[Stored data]
▼

PR #11315, opened 2026-06-05
NIFI-16000: Allow spaces in FileUtils.getSanitizedFilename

mcgilman:
Remove the space character from the invalid-character set so interior spaces are preserved, and normalize the result by collapsing whitespace runs to a single space and stripping leading/trailing whitespace and trailing dots. This lets the asset-upload callers accept common valid filenames such as "driver (1).jar" while still rejecting non-canonical names. Add TestFileUtils covering the sanitization contract.

# Summary

[NIFI-16000](https://issues.apache.org/jira/browse/NIFI-16000)

`FileUtils.getSanitizedFilename(String)` treats the space character (code point `32`) as invalid and replaces it with an underscore. The space character is legal on every major file system (NTFS, ext4, APFS, etc.), so this is stricter than necessary.

This matters because of how the method is consumed. Both `ConnectorResource` and `ParameterContextResource` use it as a strict validation gate for the asset name supplied in the `Filename` request header — they sanitize the supplied name and reject the request if the sanitized value differs from the original:

```java
final String sanitizedAssetName = FileUtils.getSanitizedFilename(assetName);
if (!assetName.equals(sanitizedAssetName)) {
    throw new IllegalArgumentException(FILENAME_HEADER + " header contains an invalid file name");
}
```

Because any name containing a space is rewritten during sanitization, the equality check fails and the upload is rejected. As a result, common valid filenames cannot be uploaded as assets — e.g. a file produced by browser/OS download de-duplication such as `driver (1).jar` is sanitized to `driver_(1).jar` and rejected with *"... header contains an invalid file name."*

## Changes

- Removed the space character (`32`) from the invalid-character set so spaces are preserved rather than replaced.
- Spaces are kept exactly as supplied (leading, trailing, repeated, and interior); no other normalization is performed. All other characters continue to be sanitized as before.
- Added `TestFileUtils` covering the sanitization contract (null/empty, invalid-character replacement, spaces preserved, dots preserved).

The change is backward compatible: any filename that contained no spaces is sanitized exactly as before. The only behavioral change is that the space character is now preserved instead of replaced, so filenames whose sole issue was a space are now accepted by the asset-upload callers instead of being rejected.

# Tracking

### Issue Tracking

### Pull Request Tracking

- [ ] Pull Request commit message starts with Apache NiFi Jira issue number, as described in the issue tracking

### Pull Request Formatting

# Verification

### Build

  - [ ] JDK 21

### Licensing

### Documentation

### DIFF
--- a/nifi-commons/nifi-utils/src/main/java/org/apache/nifi/util/file/FileUtils.java
+++ b/nifi-commons/nifi-utils/src/main/java/org/apache/nifi/util/file/FileUtils.java
@@ -581,8 +581,10 @@ public class FileUtils {
 
     // The invalid character list is derived from this Stackoverflow page.
     // https://stackoverflow.com/questions/1155107/is-there-a-cross-platform-java-method-to-remove-filename-special-chars
+    // The space character (32) is intentionally omitted: spaces are legal on every major file system, so they are
+    // preserved rather than replaced.
     private static final int[] INVALID_CHARS = {34, 60, 62, 124, 0, 1, 2, 3, 4, 5, 6, 7, 8, 9, 10, 11, 12, 13, 14, 15,
-            16, 17, 18, 19, 20, 21, 22, 23, 24, 25, 26, 27, 28, 29, 30, 31, 58, 42, 63, 92, 47, 32};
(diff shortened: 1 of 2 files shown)


exceptionfactory (approved):
Thanks for making this adjustment to allow spaces in filenames @mcgilman, the implementation changes look good. I'm going to removed the `public` modifiers from the test class on merge.

PR #269, opened 2015-10-25
Update Rss.liquid

markvantilburg:
small z does not render the timezone.


laedit:
Good catch, tanks a lot! :smiley:

PR #271, opened 2015-10-28
Added missing next and previous items in the page Hash in the Liquid engine

k94ll13nn3:
While browsing the files generated by `pretzel create` I noticed that, after adding a new post, there were no previous and next link at the bottom of the page while the layout contained them.

This small change made those links appeared in the demo site from `pretzel create` when multiple posts are present.

I don't know if it is the right place for the change, and I didn't make tests since the Razor counterpart, which already worked, does not seem to have any.

### DIFF
--- a/src/Pretzel.Logic/Templating/Jekyll/LiquidEngine.cs
+++ b/src/Pretzel.Logic/Templating/Jekyll/LiquidEngine.cs
@@ -62,6 +62,9 @@ namespace Pretzel.Logic.Templating.Jekyll
                 y.Add("title", Context.Title);
             }
 
+            y.Add("previous", pageContext.Previous);
+            y.Add("next", pageContext.Next);
+
             var x = Hash.FromAnonymousObject(new
             {
                 site = contextDrop.ToHash(),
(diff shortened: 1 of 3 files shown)


laedit:
Thanks a lot, that was bothering me for a while but I haven't the time to fix it.
Could you just add one or two tests?

k94ll13nn3:
I added some tests, I hope they are enough and fit the project guidelines. 

I had a question: when I am on the most recent post, I am expecting to have a "previous" link but here it is a "next" link since the next page the page older than the current page. Is it an expected behavior ?

laedit:
Thanks.
It's surprising, but I don't know if it's on purpose.

@JakeGinnivan, @shiftkey do you know if it's the expected behavior?

laedit:
So without response, I propose to change the current behavior:
@k94ll13nn3  since you are already on the subject, could you inverse the content of `GetNext` and `GetPrevious methods in `JekyllENgineBase`?
This way we will have a more coherent result.

k94ll13nn3:
Done.

laedit:
You are awesome, thanks!

PR #273, opened 2015-11-05
Fix post_url tag

### LINKED ISSUE #245: post_url tag issues
Using pretzel 0.2.1.169 (build 175) which I downloaded from [Appveyor](https://ci.appveyor.com/project/laedit/pretzel/build/artifacts) (non script cs zip), the post_url tag doesn't respect the permalink setting and also I am pretty sure it is supposed to generate with a leading slash.

Steps to reproduce

1. `pretzel create`
2. edit _config.yaml to add `permalink: /blog/:year/:month/:title/` at the end (note trailing slash to avoid issue #244)
3. edit _posts\2015-05-05-myfirstpost.md to add `{% post_url 2015-05-05-myfirstpost %}` before hello world
4. `pretzel taste`
5. Click the "My First Post" title to go to http://localhost:8080/blog/2015/05/myfirstpost/

You'll see "2015/05/05/myfirstpost.html" at the top of the post.  This is generating a url using the standard permalink scheme instead of the configured one. Also I am pretty sure that there should be a leading slash.  That is based on how I was always able to use post_url in my jekyll site for github.  Also, the [docs](http://jekyllrb.com/docs/templates/#post-url) show an example of `[Name of Link]({% post_url 2010-07-21-name-of-post %})` which would only make sense if the url had a leading slash.  So, the link should be "/blog/2015/05/myfirstpost/"

laedit:
Fix #245.
Add a TagFactoryBase class which provide SiteContext for Tags which need
it.
The custom Dotliquid is needed until the pull request dotliquid/dotliquid#150 is accepted.


k94ll13nn3:
Is it wanted to have the TagFactoryBase.CreateTag method internal (which prevents tags in plugins to use the TagFactoryBase) ?

laedit:
Thanks a lot for the catch! That was a slip.
I've fixed it and added some tests.

PR #274, opened 2015-11-15
added option only_frontmatter_categories

thoemmi:
As described in #247 I added an option `only_frontmatter_categories` to `_config.yml`. If that option is set to `true`, `post.Categories` only contains categories found in its frontmatter, but none extracted from the post's path.


laedit:
Thanks! :smiley:

PR #277, opened 2015-11-21
allow System.IO.Abstractions in ScriptCs

thoemmi:
I tried to use `IFileSystem` in ScriptCs, but it couldn't find the type.

I added `#r System.IO.Abstractions` to the top of my script, but the script engine tried to load that assembly from the GAC instead of the local folder (I assume the engine has some special handling of files starting with `System.`).

Therefore I added `IFileSystem` to the preloaded types. With this change you can use `IFileSystem` in your ScriptCs plugins.


laedit:
Thanks a lot for your implication, you are amazing! :smiley: 
Does this fix the #278 or it is another issue?

thoemmi:
Thanks for merging :grinning: 
Nope, #278 is unrelated.

PR #286, opened 2015-12-10
Injectable SiteContext (fixes #285)

### LINKED ISSUE #285: Accessing config in an ILightweightMarkupEngine implementation
I have written a plugin implementing `ILightweightMarkupEngine`. I'd like to make it configurable with options set in `_config.yml`. However, I don't see a way to access the configuration.

I ask to either add the `SiteContext` (or `SiteContext.Config`) to the container so it gets injectable, or add `SiteContext` as an additional parameter to `ILightweightMarkupEngine.Convert()`

thoemmi:
With this PR `SiteContext` is now provided by the MEF container, so it's injectable into any plugin.

That was the simplest solution I could think of to enable #285 

@laedit What do you think?

### DIFF
--- a/src/Pretzel.Logic/Templating/Context/SiteContext.cs
+++ b/src/Pretzel.Logic/Templating/Context/SiteContext.cs
@@ -1,8 +1,11 @@
 using System;
 using System.Collections.Generic;
+using System.ComponentModel.Composition;
 
 namespace Pretzel.Logic.Templating.Context
 {
+    [Export]
+    [PartCreationPolicy(CreationPolicy.Shared)]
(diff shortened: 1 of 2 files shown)


laedit:
Thanks a lot for the PR, but I'm really not comfortable with the export of SiteContext.
I prefer that each plugin has acces only to the parts they need, not the all SiteContext.
And the SiteContextGenerator lost all his purpose.

If you can wait until sunday, I will propose a PR which export only the configuration, is that ok?

thoemmi:
Ok, I'm fine with it. Looking forward for your solution :wink:

PR #287, opened 2015-12-13
Accessible configuration

### LINKED ISSUE #285: Accessing config in an ILightweightMarkupEngine implementation

laedit:
Fix #285
Configuration is now accessible through MEF as IConfiguration.

### DIFF
--- a/src/Pretzel.Logic/Configuration.cs
+++ b/src/Pretzel.Logic/Configuration.cs
@@ -1,0 +1,84 @@
+﻿using Pretzel.Logic.Extensions;
+using System.Collections.Generic;
+using System.IO.Abstractions;
+
+namespace Pretzel.Logic
+{
+    public interface IConfiguration
+    {
+        object this[string key] { get; }
+
+        bool ContainsKey(string key);
+
+        bool TryGetValue(string key, out object value);
+
+        IDictionary<string, object> ToDictionary();
+    }
+
+    public sealed class Configuration : IConfiguration
+    {
+        private const string ConfigFileName = "_config.yml";
+
+        private IDictionary<string, object> _config;
+        private IFileSystem _fileSystem;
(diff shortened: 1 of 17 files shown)


laedit:
@thoemmi I hadn't the time to test it in a real plugin but this should work.
Could you tell me if it's ok for you?

thoemmi:
@laedit I tried it in my plugin, it works great! :+1: :shipit:

thoemmi:
Well, my other plugin crashes when I don't re-compile it. It uses this code
```
if (!context.Config.TryGetValue("redirect_generate_aspx", out generateAspx)) {
    return false;
}
```
which will throw `System.MissingMethodException`:
> Additional information: Method not found: 'System.Collections.Generic.IDictionary`2<System.String,System.Object> Pretzel.Logic.Templating.Context.SiteContext.get_Config()'.

I don't know if this is a showstopper, because introducing `IConfiguration` may break existing plugins.

laedit:
I know that this is a breaking change, but I prefer to keep the config read-only instead of letting it as a dictionary.
If you are ok with that I will merge the branch this week.

thoemmi:
I'm fine with that, I just wanted to make you aware of the issue.  I'm looking forward to the merge. 

Are you going to publish a new release and NuGet package once you've merged the changes?

laedit:
I plan to make a new release in january, I won't have the time to do it until then and I'm waiting that the chocolatey packages are validated.

Issue #270, opened 2015-10-27
Render a page with a layout in a Pretzel plugin.


k94ll13nn3:
I am currently trying to create a category generator plugin for Pretzel and I am facing some problems. I understood that in order to generate files, I had to create a class that inherits `ITransform`. I am able to recover all the categories in my site with `siteContext.Categories` and create empty files according to each category.

Next to that I have a `category_index.html` file in the `_layouts` folder that will be the layout for all my category pages. Thanks to that layout, i can manually create a category page by having a file with only the following content :
```
---
layout: category_index
category: some_category
---
```

The problem is that I want my plugin to generate and render those files and I don't know how to do it. I tried to use some functions from `DotLiquid.Template` and I took a look at `JekyllEngineBase.cs` in order to understand the process but none of my attempts worked.

Is there a way to render a page with a layout in a Pretzel plugin ?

▲

Within the entries above, find every line where the string "plugins" occurs, and copy it.

Is it wanted to have the TagFactoryBase.CreateTag method internal (which prevents tags in plugins to use the TagFactoryBase) ?
Therefore I added `IFileSystem` to the preloaded types. With this change you can use `IFileSystem` in your ScriptCs plugins.
I don't know if this is a showstopper, because introducing `IConfiguration` may break existing plugins.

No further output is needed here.